It makes me cry internally when I see people with like 10 items from 1 restock


----------



## Hermione Granger (May 11, 2016)

Javocado said:


> Okay I am going to VENT, it makes me angry to have new collectibles like cake put up and never even know about it. SOME OF US HAVE REAL jobs and families that we have to take care of and then to see lots of people with their sidebars completely covered with the same Items. Some of us also like helping others on here and do NICE things, Greed is not NICE.



Last time a restock happened I peed in a bottle from waiting for so long. It was a memorable Mother's Day.


----------



## Nightmares (May 11, 2016)

Hermione Granger said:


> Last time a restock happened I peed in a bottle from waiting for so long. It was a memorable Mother's Day.



I should try that ahaha


----------



## Trent the Paladin (May 11, 2016)

Nightmares said:


> I should try that ahaha



Don't. Love yourself.


----------



## Aali (May 12, 2016)

I agree, not everyone can sit around and refresh until their fingers fall off -_-


----------



## ZetaFunction (May 12, 2016)

Javocado said:


> Okay I am going to VENT, it makes me angry to have new collectibles like cake put up and never even know about it. SOME OF US HAVE REAL jobs and families that we have to take care of and then to see lots of people with their sidebars completely covered with the same Items. Some of us also like helping others on here and do NICE things, Greed is not NICE.



this so much
especially when it's the exact same people not naming names and they always immediately resell at the highest end of the guide price or inflate it

Like.... if I get a lot from this restock I plan on reselling and deflating a lot of stuff (especially the peaches and apples), since I'd rather someone get a cheap rare collectible than have a little bit of extra tbt in my pocket.  It's sorta a win/win, people get cheap peaches and apples, and I'll hopefully get enough to finally get a hammer


----------



## FanGirlCookie (May 12, 2016)

Javocado said:


> Okay I am going to VENT, it makes me angry to have new collectibles like cake put up and never even know about it. SOME OF US HAVE REAL jobs and families that we have to take care of and then to see lots of people with their sidebars completely covered with the same Items. Some of us also like helping others on here and do NICE things, Greed is not NICE.
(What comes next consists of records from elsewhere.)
PR #1050, opened 2022-06-13
JAMES-3780 ExpireMailboxTask should support large number of users

ottoka:
Current implementation produces
`
java.lang.IllegalStateException: Iterating over a toIterable() / toStream() is blocking, which is not supported in thread parallel-2
`
because the user list can be a BlockingIterable, e.g. in Cassandra.

The solution is to run user listing in the elastic scheduler which supports blocking.

### DIFF
--- a/server/protocols/webadmin/webadmin-mailbox/src/main/java/org/apache/james/webadmin/service/ExpireMailboxService.java
+++ b/server/protocols/webadmin/webadmin-mailbox/src/main/java/org/apache/james/webadmin/service/ExpireMailboxService.java
@@ -187,7 +187,8 @@ public class ExpireMailboxService {
                         SearchQuery.headerDateBefore("Expires", now, DateResolution.Second)
                     )
             );
-            return Iterators.toFlux(usersRepository.list())
+            // Note: user list may be a blocking iterable, must run on a scheduler that supports this.
+            return Iterators.toFlux(usersRepository.list()).subscribeOn(ReactorUtils.BLOCKING_CALL_WRAPPER)
                 .transform(ReactorUtils.<Username, Task.Result>throttle()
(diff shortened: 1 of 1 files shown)


server/protocols/webadmin/webadmin-mailbox/src/main/java/org/apache/james/webadmin/service/ExpireMailboxService.java
```diff
@@ -187,7 +188,8 @@ public Mono<Result> expireMailboxes(Context context, RunningOptions runningOptio
                         SearchQuery.headerDateBefore("Expires", now, DateResolution.Second)
                     )
             );
-            return Iterators.toFlux(usersRepository.list())
+            // Note: user list may be a blocking iterable, must run on a scheduler that supports this.
+            return Iterators.toFlux(usersRepository.list()).subscribeOn(Schedulers.elastic())
```
chibenwa, line 192:
```suggestion
            return Iterators.toFlux(usersRepository.list()).subscribeOn(ReactorUtils.BLOCKING_CALL_WRAPPER)
```

 -> elastic is deprecated in favor of bounded elastic
 -> nested calls to bounded elastic causes dead locks hence when we know we would end up calling .block or equivalent we need to use a distinct scheduler.
 
Having a reactive version of userRepository.list would be handy!

ottoka: Thanks for the feedback, I am still tripping over the fine details of reactor, sigh. Fixed in latest push.

chibenwa (approved):

quantranhong1999 (approved):

Arsnael (approved):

Jav, once again, you're the greatness of TBT.
Believe it or not, some of us have lives. I may sit in front of the computer for a while, but I'm not gonna go onto the shop and keep pressing refresh.
Like Nightmares, I'm also a Brit, I can't do 4am. Maybe on Saturdays and Fridays, when I don't have school the next day.
Like, please mods. Think of the poor people who have other things to do than live on a forum ;-;


----------



## Aronthaer (May 12, 2016)

here's the reason why.

The way the market is now, more restocks would literally destroy the system. Have you ever heard of inflation? Printing mass amounts of money makes prices go up and the value of money to go down. so it is with restocks. say they restocked 100 more pokeballs, the value of Pokeballs would plummet and the shop value for them would have to go up, meaning you pay more and sell for less. Plus, the people who payed 20k for a pokeball earlier just got screwed because now they're practically worthless.

Restocks are rare because if more and more collectibles are thrown into the market then the value for them ceases to exist and we can't even sell our goods anymore. the end.

That being said, more restocks could be done if we had more types of collectibles... I would like to see many, MANY more collectibles in much more variety than the ones we have now. if we only print a few of each collectible but make tons of different types, we can sell more collectibles without inflation and it would actually boost the buying/selling/trading market a TON.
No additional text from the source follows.